逆に言うと、それだけ価値判断に疑問の余地が残るNHKののど自慢であっても、放送局側で編集によるカットができない中でどうしても出てしまうところが注目されてしまう「生放送の特徴」によるものが大きく、今後のテレビを考える上でしっかりと台本があって内容を作り込むものがある中で、その中で何が起こりどんな人が目立つかわからないという生放送での先鋭的な番組作りが増えてもいいのではないかと思えるところがあります。

そういう事について、たまたまその前日の同じテレビ朝日「マツコ有吉のかりそめ天国」の中でテレビの生放送について話していた事について、番組MCのお二人が例として出していたのが番組EXテレビOsaka「低俗の限界」(MC・上岡龍太郎&島田紳助 ゲスト・竹中労(2回目の放送時で前回の放送の抗議がすごかったためこの時は収録放送))でした。お二人の知識とテレビへの考え方について、具体的にすごいと思えたのは、このEXテレビの先鋭的な取り組みをきちんと評価し、まだインターネットも普及していない中でどんなに面白い番組を作ってもそれが作ったそばから消えていく宿命を帯びていた中、きちんと自分たちの先導者としてしっかり仕事をしていた人たちを評価しているという姿勢が見えたからです。

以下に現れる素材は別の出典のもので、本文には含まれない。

PR #496, opened 2023-01-02
Add ability to have footer content under metrics in MetricChartBlock.

mikelehen:
Needed for https://github.com/covid-projections/act-now-template/issues/61

### DIFF
--- a/packages/ui-components/src/components/MetricChartBlock/MetricChartBlock.tsx
+++ b/packages/ui-components/src/components/MetricChartBlock/MetricChartBlock.tsx
@@ -36,7 +36,7 @@ export interface MetricChartBlockProps {
    * Function that returns footer content (e.g. explanatory text, share buttons,
    * etc.) to be displayed under the chart for a given metric.
    *
-   * @param metric Metric for which to render footer content.
+   * @param metric - Metric for which to render footer content.
    * @returns Footer content to render.
    */
   renderChartFooter?: (metric: Metric) => React.ReactNode;
--- a/packages/ui-components/src/components/MetricChartBlock/MetricChartBlock.tsx
+++ b/packages/ui-components/src/components/MetricChartBlock/MetricChartBlock.tsx
@@ -2,7 +2,7 @@ import { useState } from "react";
 import React from "react";
 
 import { TabContext, TabList, TabPanel } from "@mui/lab";
-import { Stack, Typography } from "@mui/material";
+import { Box, Stack, Typography } from "@mui/material";
 
 import { assert } from "@actnowcoalition/assert";
 import { Metric } from "@actnowcoalition/metrics";
@@ -31,6 +31,15 @@ export interface MetricChartBlockProps {
    * Height of the chart block.
    */
   height?: number;
+
+  /**
+   * Function that returns footer content (e.g. explanatory text, share buttons,
+   * etc.) to be displayed under the chart for a given metric.
+   *
+   * @param metric Metric for which to render footer content.
+   * @returns Footer content to render.
+   */
+  renderChartFooter?: (metric: Metric) => React.ReactNode;
 }
 
 const TabContent = ({ metric, region }: { metric: Metric; region: Region }) => {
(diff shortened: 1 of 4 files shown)


yarn.lock
```diff
@@ -785,7 +785,7 @@
   dependencies:
     "@babel/helper-plugin-utils" "^7.10.4"
 
-"@babel/plugin-syntax-jsx@^7.12.13", "@babel/plugin-syntax-jsx@^7.18.6":
+"@babel/plugin-syntax-jsx@^7.17.12", "@babel/plugin-syntax-jsx@^7.18.6":
```
mikelehen, line 788: These changes are from https://github.com/covid-projections/act-now-packages/pull/479/files#diff-ed54e778b1263cc888fe4a18544602094a59e7a7b57e749729088f9fc2d8ef6f I think.  They're unrelated to my changes.

packages/ui-components/src/components/MetricChartBlock/MetricChartBlock.tsx
```diff
@@ -31,6 +31,15 @@ export interface MetricChartBlockProps {
    * Height of the chart block.
    */
   height?: number;
+
+  /**
+   * Function that returns footer content (e.g. explanatory text, share buttons,
+   * etc.) to be displayed under the chart for a given metric.
+   *
+   * @param metric Metric for which to render footer content.
```
chasulin: tiny nit - [in this PR](https://github.com/covid-projections/act-now-packages/pull/494), i updated our documentation to use syntax similar to TSDoc, which includes a ` - ` ([example](https://github.com/covid-projections/act-now-packages/pull/494/files#diff-8095341789e8a7c2a55c1336b1113c530eef54dda9d885c53dffa689b9ceeaa2R44)). see this line of the PR description:

> Remove the redundant type declarations from after @param (replaces with - as used in [the example in TSDoc docs](https://tsdoc.org/pages/tags/returns/)

im writing up these conventions into a readme of sorts today

mikelehen: Oops, yes! Thanks for the reminder, fixed.

packages/ui-components/src/components/MetricChartBlock/MetricChartBlock.tsx
```diff
@@ -99,6 +109,9 @@ export const MetricChartBlock = ({
                 width={width}
                 height={height}
               />
+              <Box width={width} mt={3}>
+                {renderChartFooter(metric)}
+              </Box>
```
chasulin: suggestion: instead of adding a Box, we can wrap the content of TabPanel in a Stack with `spacing={3}`, so if more items are added into the panel at any point, the spacing will apply without having to add additional wrappers.

theres also something funky happening with spacing/alignment of the whole chart block (which doesn't totally have to do with your updates, so feel free to merge your pr and someone can fix spacing in a follow-up).

see here with added red border for clarity:

Screen Shot 2023-01-02 at 10 25 15 AM

a few things: 

theres [this paddingLeft on the tabs list](https://github.com/covid-projections/act-now-packages/blob/develop/packages/ui-components/src/components/MetricChartBlock/MetricChartBlock.tsx#L80) that we can nix, since the tabs should probably sit flush to the side of the chart block:

Screen Shot 2023-01-02 at 10 28 17 AM

nixing the Box and wrapping the panel content in a Stack actually seems to get rid of the issue of the chart footer spilling outside of the chart block container, but the chart itself still has that issue. it looks like this is because the TabPanel has 24px of padding built into it, which isn't taken into account [when we pass width](https://github.com/covid-projections/act-now-packages/pull/496/files#diff-00d76e407ee189ac748109ce9b458bcadf444d90eed26586e4ab7d05bc858042R109) into `MetricChart` a few lines up. to fix as is, we can change the MetricChart's `width` prop to be `width={width - 48}` (prob with an explanatory comment that `48` is `padding*2` of the TabPanel)

chasulin: actually! scratch that. if we're using CAN as a guide, it looks like all the tab content (tab list + tab panel content) sits flush to the edges of the chart block container (screenshot below), and we leave padding considerations to the parent container/page spacing. so instead, here, we can keep the width prop of MetricChart as is (`width={width}`) and just add `sx={{p:0}}` to TabPabel.

Screen Shot 2023-01-02 at 10 44 41 AM

chasulin (approved):

PR #499, opened 2023-01-03
Apply missed CR Feedback from #496: Remove padding and increase width.

mikelehen:
See https://github.com/covid-projections/act-now-packages/pull/496#discussion_r1060103404

@chasulin Sorry, even though you mentioned the 2-part feedback in Slack I somehow missed the second part and merged without it.  This fixes it.


chasulin (approved):
🚀

PR #500, opened 2023-01-03
Use AutoWidth rather than requiring a width passed to MetricChartBlock.

mikelehen:


packages/ui-components/src/components/MetricChartBlock/MetricChartBlock.tsx
```diff
@@ -103,12 +99,14 @@ export const MetricChartBlock = ({
...
-                  metric={metric}
-                  region={region}
-                  width={width}
-                  height={height}
-                />
+                <AutoWidth>
+                  <MetricChart
+                    metric={metric}
+                    region={region}
+                    width={/*let auto-width set it*/ 0}
```
mikelehen, line 106: This feels a little hacky, but I'm guessing it's the only way to make it work.  The other option is to use `ParentSize` directly.

chasulin (commented):
this seems to work! (which is slightly confusing to me..[this line of documentation in AutoWidth](https://github.com/covid-projections/act-now-packages/blob/develop/packages/ui-components/src/components/AutoWidth/AutoWidth.tsx#L21-L22) needs to be adjusted, as i thought that the child having a hardcoded with would mean that AutoWidth's width wouldnt be applied). 

an idea- maybe we move the implementation of AutoWidth right into the chart files, so theyre always responsive. we did this for CAN charts ([example](https://github.com/covid-projections/covid-projections/blob/develop/src/components/Charts/ChartCaseDensity.tsx#L180-L199)) and it seemed to work out well-- it makes the charts responsive by default, and if we ever want a fixed-width/non-responsive chart, we could just wrap the implementation in a Box with a declared width.

cc @pnavarrc - thoughts?

mikelehen:
@chasulin Oops, I should have updated that comment.  My code changes it so `AutoWidth` will still apply its width if width is set to zero in the child component.

chasulin:
> @chasulin Oops, I should have updated that comment. My code changes it so `AutoWidth` will still apply its width if width is set to zero in the child component.

ooooh i see, got it. thanks for clarifying 🙏🏼

pnavarrc:
@chasulin I think we need to explore a few alternatives, because `AutoWidth` doesn't work well with containers that don't have an intrinsic width (flex boxes), and having children imposing restrictions on parent (the parent needs to have a width) components is kind of an anti-pattern.

I'm going to outline a few options so we can discuss during standup.

pnavarrc (approved):
Looks good! (thanks @chasulin for reviewing too)

chasulin:
@pnavarrc yeah, i meant wrapping charts in AutoWidth (which are composed svg's -- not all components, and not components that use flexbox/dont have intrinsic width). so, similar to that CAN example that I linked above ([here](https://github.com/covid-projections/covid-projections/blob/develop/src/components/Charts/ChartCaseDensity.tsx#L180-L199))

PR #512, opened 2023-01-04
Restore d3-scale-chromatic

pnavarrc:
So I wanted to remove `d3-scale-chromatic` because I thought it was causing the template repo to break, but it wasn't it (we have been using `d3-scale-chromatic` for a while), so I'm restoring it and will investigate what was breaking the template repo (it might have been the `fail` function that @mikelehen fixed)


mikelehen (approved):
LGTM.

PR #513, opened 2023-01-04
Compare table style fix

### LINKED ISSUE #394: Compare Table: There is a background overlap when scrolling the cells horizontally
https://user-images.githubusercontent.com/114084/201764556-6d81455c-90bf-4695-a39c-cf13b31a3660.webm

chasulin:
Closes #394 

Instead of controlling hover styling via MUI TableRow's `hover` prop (which applies a background color that is a transparent grey and causes the overlap bug seen in the gh issue), we now set the hover background color ourselves in the style file (same grey, just not transparent)

### DIFF
--- a/.changeset/hot-pots-try.md
+++ b/.changeset/hot-pots-try.md
@@ -1,0 +1,5 @@
+---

ちなみに「低俗の限界」という番組は、テレビでどこまで低俗的なものが許されるかという事を真面目に論議しているものの、MCおよびゲストが座っている頭をまたぐような形で一糸まとわぬ状態で股を開いた若い女性が座っているというものでした。生放送なのでちょっとでも出演者やカメラの位置がずれれば放送事故になってしまう中、よくこの企画を立ち上げ、さらに出演者もよくこの番組に出たものだと思いますが、現代はどうでしょう。

テレビ局の働き方改革が言われる中、テレビの現場に関わる業務を軽減するためには生放送を増やすことで少なくとも収録は時間内で終わるわけで、その中で面白い番組を作り、さらにはハプニングが起きたとしてもそこから新たな面白さを見出したり、新しいスターを発掘するのもテレビに関わる人の使命ではないかと思うのですが、来年にはそんな先鋭的な志を持った番組の出現を期待したいですね。

(番組データ)

激レアさんを連れてきた。テレビ朝日
2019/11/30 21:54 ~ 2019/11/30 23:10 (76分)
【研究員】若林正恭(オードリー)
【研究助手】弘中綾香(テレビ朝日アナウンサー)
【客員研究員】高橋克実、広瀬アリス ※50音順

(番組内容)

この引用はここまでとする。